━━━━━ Data for processing ━━━━━

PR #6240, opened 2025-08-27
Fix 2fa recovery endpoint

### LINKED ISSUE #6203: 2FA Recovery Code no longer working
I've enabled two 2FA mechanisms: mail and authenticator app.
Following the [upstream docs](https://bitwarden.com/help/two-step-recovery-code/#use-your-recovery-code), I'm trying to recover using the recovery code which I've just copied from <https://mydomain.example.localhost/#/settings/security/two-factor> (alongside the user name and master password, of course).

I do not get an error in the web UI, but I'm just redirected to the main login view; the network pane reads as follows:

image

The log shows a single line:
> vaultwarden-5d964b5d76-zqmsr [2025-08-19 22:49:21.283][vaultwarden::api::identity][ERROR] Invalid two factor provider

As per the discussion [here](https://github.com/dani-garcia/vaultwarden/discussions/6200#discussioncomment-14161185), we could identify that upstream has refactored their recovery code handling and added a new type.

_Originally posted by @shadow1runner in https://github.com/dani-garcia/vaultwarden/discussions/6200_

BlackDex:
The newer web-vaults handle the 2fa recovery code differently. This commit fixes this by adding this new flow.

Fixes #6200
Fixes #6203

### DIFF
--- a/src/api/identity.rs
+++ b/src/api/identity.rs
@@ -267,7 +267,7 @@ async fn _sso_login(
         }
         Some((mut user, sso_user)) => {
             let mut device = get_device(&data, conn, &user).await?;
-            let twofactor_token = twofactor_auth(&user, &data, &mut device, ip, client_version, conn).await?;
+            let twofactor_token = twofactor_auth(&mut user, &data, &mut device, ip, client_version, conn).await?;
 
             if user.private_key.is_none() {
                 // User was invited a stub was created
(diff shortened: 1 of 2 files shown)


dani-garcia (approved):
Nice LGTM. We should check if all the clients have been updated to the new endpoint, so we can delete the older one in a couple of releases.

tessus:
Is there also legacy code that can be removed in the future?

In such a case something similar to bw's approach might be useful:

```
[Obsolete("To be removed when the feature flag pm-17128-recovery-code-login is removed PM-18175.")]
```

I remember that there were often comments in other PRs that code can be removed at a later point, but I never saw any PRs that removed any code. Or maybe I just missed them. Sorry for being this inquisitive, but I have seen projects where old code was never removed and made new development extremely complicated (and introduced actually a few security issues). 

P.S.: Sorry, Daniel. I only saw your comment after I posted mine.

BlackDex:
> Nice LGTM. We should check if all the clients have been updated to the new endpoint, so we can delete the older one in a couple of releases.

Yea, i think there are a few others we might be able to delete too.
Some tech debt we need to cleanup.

━━━━━

Exercise
Using the material above, filter for lines holding "updated" and copy each one.

Exercise output
Nice LGTM. We should check if all the clients have been updated to the new endpoint, so we can delete the older one in a couple of releases.
> Nice LGTM. We should check if all the clients have been updated to the new endpoint, so we can delete the older one in a couple of releases.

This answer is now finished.